*YOUR INSTRUCTIONS*
In the listing below, the lines starting with the line with "### Expected Behavior" and going on through the line with "The model selected in" are to be reproduced exactly, and only those.

*RAW DATA*
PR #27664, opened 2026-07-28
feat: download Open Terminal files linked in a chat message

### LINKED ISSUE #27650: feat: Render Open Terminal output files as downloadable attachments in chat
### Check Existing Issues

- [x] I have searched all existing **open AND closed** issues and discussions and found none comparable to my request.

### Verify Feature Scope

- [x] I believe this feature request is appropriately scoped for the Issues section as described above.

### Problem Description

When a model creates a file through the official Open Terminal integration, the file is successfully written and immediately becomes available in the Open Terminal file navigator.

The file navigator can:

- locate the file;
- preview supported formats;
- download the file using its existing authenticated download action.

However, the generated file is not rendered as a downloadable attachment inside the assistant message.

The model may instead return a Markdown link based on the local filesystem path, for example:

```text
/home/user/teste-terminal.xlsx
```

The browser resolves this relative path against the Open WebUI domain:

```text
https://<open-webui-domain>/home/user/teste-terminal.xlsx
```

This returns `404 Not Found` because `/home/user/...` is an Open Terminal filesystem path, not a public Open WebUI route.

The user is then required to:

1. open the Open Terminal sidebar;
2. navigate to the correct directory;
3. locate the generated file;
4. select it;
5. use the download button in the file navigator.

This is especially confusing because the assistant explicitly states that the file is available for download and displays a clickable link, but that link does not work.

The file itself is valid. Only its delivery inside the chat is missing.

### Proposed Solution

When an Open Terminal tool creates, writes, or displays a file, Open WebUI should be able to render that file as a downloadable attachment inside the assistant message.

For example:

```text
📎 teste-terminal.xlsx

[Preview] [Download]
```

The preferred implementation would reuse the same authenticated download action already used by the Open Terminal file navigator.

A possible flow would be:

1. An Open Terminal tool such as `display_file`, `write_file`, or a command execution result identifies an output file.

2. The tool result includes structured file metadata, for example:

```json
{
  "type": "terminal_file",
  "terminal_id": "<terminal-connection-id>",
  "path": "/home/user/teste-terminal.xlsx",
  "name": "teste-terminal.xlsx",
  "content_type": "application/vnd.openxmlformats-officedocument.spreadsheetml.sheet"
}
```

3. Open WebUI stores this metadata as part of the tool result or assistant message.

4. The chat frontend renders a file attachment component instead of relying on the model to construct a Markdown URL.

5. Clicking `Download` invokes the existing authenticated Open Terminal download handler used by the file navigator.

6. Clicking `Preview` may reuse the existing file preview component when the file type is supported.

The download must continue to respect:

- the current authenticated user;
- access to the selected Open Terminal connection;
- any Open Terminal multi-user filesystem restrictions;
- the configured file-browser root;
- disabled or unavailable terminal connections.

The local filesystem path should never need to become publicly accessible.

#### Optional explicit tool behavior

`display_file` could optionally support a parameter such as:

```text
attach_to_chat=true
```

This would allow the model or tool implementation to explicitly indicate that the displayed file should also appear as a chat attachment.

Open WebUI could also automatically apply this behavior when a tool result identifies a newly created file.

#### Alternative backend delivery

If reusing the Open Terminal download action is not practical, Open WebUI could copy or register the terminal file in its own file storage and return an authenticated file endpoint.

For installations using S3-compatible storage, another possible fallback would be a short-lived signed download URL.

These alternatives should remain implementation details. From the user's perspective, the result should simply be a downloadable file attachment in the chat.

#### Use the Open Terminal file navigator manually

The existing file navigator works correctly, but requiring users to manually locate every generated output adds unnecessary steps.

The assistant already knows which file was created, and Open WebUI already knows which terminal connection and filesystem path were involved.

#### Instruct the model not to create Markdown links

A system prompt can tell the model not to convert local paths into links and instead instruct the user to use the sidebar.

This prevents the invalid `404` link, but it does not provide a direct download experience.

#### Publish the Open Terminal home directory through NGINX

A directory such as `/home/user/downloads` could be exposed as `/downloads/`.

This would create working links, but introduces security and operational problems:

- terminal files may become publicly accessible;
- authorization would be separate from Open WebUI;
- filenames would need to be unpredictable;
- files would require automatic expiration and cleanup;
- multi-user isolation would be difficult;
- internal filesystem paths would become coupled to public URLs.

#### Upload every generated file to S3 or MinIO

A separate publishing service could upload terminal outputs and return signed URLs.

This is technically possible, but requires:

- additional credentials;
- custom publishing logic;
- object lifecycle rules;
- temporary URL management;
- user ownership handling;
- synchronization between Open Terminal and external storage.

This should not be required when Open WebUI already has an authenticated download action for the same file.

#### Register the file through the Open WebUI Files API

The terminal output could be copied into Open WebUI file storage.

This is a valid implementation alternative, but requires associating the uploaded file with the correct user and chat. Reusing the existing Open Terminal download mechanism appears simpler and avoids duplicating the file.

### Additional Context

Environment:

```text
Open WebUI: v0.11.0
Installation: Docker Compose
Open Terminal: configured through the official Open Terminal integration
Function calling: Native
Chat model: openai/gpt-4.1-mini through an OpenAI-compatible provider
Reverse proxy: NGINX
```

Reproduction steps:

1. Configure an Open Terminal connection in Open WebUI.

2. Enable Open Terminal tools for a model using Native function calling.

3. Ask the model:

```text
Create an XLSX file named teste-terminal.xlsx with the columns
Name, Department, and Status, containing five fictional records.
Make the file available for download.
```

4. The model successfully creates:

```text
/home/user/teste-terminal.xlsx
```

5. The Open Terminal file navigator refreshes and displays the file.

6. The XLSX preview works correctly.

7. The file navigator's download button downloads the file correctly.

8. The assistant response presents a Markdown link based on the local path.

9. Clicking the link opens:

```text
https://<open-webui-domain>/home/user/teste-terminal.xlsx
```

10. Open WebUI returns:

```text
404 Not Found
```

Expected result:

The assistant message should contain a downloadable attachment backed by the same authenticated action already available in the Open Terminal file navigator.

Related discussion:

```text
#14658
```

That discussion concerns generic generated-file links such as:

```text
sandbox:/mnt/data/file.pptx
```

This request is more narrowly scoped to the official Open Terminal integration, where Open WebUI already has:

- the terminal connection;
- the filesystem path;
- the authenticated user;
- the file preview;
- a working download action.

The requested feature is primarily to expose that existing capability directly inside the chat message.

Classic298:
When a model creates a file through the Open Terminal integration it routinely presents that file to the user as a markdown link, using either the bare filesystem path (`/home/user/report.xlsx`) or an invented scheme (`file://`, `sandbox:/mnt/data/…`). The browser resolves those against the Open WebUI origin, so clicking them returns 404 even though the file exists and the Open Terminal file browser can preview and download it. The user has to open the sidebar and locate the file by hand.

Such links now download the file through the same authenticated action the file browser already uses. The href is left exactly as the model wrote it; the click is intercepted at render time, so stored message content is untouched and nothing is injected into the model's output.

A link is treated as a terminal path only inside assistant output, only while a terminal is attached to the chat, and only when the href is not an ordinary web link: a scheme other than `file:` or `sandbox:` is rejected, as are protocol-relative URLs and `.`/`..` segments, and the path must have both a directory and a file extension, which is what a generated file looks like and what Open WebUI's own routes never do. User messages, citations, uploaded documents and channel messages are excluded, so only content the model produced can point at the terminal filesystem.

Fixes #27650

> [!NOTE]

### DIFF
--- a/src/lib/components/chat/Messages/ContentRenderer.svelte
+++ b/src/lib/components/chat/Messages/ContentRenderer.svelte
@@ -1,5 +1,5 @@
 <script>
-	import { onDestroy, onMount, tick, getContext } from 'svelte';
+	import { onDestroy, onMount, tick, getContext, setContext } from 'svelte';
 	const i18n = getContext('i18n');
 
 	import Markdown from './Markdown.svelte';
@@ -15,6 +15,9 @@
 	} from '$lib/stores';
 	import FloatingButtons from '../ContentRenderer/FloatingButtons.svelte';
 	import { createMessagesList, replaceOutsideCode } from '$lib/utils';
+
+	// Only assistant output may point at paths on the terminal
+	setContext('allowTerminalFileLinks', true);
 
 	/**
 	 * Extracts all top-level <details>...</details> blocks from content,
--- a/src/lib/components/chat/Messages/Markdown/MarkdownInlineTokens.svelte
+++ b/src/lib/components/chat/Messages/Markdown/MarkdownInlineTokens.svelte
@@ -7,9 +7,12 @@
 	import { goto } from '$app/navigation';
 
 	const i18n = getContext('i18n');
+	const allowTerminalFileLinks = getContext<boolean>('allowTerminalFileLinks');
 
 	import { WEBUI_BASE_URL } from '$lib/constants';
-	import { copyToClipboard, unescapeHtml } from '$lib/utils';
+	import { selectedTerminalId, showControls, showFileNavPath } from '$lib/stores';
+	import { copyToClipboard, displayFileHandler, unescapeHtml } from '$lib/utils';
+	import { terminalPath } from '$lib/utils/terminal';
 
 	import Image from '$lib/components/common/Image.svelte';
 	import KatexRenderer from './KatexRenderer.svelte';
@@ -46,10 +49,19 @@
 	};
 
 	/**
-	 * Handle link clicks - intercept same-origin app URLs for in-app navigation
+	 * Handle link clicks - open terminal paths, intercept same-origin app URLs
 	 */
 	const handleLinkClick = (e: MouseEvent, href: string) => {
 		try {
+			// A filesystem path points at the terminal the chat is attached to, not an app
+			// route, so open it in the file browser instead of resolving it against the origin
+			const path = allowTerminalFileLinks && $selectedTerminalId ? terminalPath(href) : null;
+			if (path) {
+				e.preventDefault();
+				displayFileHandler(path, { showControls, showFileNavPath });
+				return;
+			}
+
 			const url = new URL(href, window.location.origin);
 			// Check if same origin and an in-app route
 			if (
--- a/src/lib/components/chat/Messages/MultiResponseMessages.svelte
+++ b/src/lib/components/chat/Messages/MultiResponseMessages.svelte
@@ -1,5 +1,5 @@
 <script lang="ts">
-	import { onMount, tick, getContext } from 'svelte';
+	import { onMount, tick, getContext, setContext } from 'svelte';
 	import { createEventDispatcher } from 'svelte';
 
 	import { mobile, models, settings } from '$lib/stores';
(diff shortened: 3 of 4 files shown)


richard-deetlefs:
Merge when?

--

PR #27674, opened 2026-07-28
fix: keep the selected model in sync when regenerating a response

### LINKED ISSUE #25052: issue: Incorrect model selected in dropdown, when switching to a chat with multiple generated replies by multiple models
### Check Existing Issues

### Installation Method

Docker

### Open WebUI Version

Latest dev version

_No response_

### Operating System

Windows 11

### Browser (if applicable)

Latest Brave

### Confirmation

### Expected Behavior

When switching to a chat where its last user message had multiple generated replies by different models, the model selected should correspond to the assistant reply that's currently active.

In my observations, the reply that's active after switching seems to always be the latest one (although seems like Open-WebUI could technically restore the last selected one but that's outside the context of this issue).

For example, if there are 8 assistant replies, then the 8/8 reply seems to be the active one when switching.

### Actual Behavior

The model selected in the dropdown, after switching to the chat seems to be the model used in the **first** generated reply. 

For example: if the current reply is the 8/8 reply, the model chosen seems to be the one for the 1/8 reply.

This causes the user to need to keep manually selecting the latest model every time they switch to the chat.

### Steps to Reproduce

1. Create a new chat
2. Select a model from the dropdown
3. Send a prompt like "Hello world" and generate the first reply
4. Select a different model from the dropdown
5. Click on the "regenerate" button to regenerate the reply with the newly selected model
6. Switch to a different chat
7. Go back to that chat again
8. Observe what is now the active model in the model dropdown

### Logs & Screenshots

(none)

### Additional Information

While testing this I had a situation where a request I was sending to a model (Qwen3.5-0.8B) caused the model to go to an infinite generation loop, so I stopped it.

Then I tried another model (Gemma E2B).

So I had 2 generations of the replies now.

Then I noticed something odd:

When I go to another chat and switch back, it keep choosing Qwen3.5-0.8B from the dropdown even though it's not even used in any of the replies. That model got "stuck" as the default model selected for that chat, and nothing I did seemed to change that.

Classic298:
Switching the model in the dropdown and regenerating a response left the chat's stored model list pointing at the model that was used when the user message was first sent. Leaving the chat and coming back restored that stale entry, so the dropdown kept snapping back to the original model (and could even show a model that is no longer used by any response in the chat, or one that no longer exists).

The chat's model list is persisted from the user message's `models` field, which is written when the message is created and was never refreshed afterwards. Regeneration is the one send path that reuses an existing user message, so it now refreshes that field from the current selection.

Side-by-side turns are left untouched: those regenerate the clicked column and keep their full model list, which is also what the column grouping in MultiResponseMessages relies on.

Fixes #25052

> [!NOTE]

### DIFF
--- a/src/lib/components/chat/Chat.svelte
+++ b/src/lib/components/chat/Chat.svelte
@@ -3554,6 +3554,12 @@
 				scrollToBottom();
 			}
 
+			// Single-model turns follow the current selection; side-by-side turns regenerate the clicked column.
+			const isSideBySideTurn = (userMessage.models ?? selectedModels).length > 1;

---

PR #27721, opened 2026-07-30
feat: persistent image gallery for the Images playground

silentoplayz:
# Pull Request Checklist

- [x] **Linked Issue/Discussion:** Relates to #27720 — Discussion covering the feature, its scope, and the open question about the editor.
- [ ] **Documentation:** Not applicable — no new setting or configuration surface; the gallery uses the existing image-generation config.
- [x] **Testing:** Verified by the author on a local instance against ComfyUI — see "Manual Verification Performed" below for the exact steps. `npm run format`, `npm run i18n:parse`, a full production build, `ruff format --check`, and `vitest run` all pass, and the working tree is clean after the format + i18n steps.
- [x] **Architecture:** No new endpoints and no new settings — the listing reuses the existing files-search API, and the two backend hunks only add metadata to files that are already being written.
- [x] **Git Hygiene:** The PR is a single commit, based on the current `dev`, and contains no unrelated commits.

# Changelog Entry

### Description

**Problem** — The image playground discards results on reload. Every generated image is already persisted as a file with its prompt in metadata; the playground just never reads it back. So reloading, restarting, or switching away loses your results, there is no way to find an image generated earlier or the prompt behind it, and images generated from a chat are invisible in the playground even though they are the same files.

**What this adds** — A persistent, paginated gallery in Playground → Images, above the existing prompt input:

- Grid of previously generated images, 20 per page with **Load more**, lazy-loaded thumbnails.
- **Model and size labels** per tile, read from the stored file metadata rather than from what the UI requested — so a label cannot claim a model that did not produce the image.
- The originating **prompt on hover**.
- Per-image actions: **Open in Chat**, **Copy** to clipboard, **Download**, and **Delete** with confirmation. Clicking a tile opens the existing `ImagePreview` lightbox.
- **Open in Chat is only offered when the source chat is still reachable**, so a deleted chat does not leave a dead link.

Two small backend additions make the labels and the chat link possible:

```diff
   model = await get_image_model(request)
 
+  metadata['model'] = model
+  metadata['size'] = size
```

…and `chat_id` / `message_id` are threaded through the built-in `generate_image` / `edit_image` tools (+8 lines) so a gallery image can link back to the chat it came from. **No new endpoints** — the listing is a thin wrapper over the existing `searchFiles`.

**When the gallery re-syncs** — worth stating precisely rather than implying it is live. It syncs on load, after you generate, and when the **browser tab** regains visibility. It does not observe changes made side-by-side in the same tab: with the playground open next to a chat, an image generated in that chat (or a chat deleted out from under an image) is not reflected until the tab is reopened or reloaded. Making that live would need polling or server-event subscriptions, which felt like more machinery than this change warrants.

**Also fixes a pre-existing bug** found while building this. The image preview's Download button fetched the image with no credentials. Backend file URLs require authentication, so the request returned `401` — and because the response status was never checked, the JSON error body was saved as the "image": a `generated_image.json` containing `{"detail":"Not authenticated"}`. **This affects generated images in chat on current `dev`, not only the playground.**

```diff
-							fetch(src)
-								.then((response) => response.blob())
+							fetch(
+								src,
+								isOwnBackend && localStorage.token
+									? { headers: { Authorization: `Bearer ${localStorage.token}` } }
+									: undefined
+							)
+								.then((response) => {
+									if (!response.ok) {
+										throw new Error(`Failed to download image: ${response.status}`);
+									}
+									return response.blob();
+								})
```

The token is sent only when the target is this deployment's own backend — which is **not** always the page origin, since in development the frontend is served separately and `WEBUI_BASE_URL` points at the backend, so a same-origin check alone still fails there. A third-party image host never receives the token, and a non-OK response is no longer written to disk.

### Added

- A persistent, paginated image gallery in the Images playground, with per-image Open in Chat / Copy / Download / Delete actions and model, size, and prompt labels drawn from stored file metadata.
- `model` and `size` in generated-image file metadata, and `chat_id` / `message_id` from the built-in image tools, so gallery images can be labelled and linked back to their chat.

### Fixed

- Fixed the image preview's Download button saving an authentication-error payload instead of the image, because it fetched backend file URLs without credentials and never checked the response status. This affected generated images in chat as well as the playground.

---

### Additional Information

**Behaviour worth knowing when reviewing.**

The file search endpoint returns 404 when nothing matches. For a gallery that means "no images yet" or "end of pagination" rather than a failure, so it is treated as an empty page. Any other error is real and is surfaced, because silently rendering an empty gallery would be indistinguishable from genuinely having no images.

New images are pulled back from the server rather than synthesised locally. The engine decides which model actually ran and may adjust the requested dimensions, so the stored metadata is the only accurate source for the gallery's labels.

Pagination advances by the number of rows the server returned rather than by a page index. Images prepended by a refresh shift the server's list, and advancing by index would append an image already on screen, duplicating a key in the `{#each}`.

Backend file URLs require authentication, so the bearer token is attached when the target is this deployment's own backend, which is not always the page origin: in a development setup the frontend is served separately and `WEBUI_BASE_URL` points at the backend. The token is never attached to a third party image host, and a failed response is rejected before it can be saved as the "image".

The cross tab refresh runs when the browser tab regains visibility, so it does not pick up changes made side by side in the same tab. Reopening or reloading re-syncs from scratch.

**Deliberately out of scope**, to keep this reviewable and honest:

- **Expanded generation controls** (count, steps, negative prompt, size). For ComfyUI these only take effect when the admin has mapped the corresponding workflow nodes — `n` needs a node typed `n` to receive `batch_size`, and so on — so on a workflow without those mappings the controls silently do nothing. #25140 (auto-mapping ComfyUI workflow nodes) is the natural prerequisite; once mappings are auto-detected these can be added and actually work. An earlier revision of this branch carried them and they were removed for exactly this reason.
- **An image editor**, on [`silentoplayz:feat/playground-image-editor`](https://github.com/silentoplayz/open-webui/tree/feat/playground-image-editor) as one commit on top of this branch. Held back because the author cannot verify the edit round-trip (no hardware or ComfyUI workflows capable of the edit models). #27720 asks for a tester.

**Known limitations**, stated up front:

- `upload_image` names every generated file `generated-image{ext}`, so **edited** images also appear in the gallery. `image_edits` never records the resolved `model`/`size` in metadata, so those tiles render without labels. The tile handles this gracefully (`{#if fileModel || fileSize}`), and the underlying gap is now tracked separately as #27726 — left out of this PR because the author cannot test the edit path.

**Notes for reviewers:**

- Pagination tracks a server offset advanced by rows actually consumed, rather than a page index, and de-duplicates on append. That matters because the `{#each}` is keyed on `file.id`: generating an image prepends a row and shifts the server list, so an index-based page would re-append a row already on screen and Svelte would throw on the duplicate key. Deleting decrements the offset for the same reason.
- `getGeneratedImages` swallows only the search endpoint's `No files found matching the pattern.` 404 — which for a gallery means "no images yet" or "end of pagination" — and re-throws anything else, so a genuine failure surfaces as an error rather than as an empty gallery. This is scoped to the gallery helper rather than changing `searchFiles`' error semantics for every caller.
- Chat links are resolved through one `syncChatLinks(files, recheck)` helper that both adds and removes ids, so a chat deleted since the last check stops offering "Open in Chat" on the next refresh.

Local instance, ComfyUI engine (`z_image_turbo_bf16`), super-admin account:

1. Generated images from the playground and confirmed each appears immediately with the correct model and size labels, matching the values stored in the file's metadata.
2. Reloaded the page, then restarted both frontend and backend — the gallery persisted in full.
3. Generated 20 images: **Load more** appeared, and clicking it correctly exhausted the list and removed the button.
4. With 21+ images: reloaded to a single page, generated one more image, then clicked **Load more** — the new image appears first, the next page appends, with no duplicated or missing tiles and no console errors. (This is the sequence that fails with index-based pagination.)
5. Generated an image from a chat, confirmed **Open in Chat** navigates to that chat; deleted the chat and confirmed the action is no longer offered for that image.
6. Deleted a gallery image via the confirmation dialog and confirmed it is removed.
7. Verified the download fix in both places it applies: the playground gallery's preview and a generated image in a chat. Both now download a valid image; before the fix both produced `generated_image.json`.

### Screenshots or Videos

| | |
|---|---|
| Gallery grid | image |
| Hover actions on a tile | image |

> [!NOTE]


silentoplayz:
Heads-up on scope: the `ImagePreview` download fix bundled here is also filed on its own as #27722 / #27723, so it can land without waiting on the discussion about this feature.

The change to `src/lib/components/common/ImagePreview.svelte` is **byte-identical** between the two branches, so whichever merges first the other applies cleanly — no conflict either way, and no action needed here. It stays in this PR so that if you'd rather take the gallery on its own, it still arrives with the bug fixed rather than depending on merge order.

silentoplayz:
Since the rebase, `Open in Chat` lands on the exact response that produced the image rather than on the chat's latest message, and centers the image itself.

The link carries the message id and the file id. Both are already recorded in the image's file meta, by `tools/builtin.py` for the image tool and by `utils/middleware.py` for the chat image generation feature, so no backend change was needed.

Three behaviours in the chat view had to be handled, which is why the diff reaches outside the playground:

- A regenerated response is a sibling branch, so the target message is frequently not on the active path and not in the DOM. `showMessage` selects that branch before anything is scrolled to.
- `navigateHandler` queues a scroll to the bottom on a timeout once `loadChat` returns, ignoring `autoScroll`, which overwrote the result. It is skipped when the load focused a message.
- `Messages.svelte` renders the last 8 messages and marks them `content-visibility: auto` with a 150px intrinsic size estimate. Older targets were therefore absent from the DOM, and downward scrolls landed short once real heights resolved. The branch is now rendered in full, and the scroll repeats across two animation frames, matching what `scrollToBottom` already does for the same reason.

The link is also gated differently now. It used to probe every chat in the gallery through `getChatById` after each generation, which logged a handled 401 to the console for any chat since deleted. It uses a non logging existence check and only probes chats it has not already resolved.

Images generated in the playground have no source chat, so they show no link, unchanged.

*ANSWER FOR THIS EXERCISE*
### Expected Behavior

When switching to a chat where its last user message had multiple generated replies by different models, the model selected should correspond to the assistant reply that's currently active.

In my observations, the reply that's active after switching seems to always be the latest one (although seems like Open-WebUI could technically restore the last selected one but that's outside the context of this issue).

For example, if there are 8 assistant replies, then the 8/8 reply seems to be the active one when switching.

### Actual Behavior

The model selected in the dropdown, after switching to the chat seems to be the model used in the **first** generated reply. 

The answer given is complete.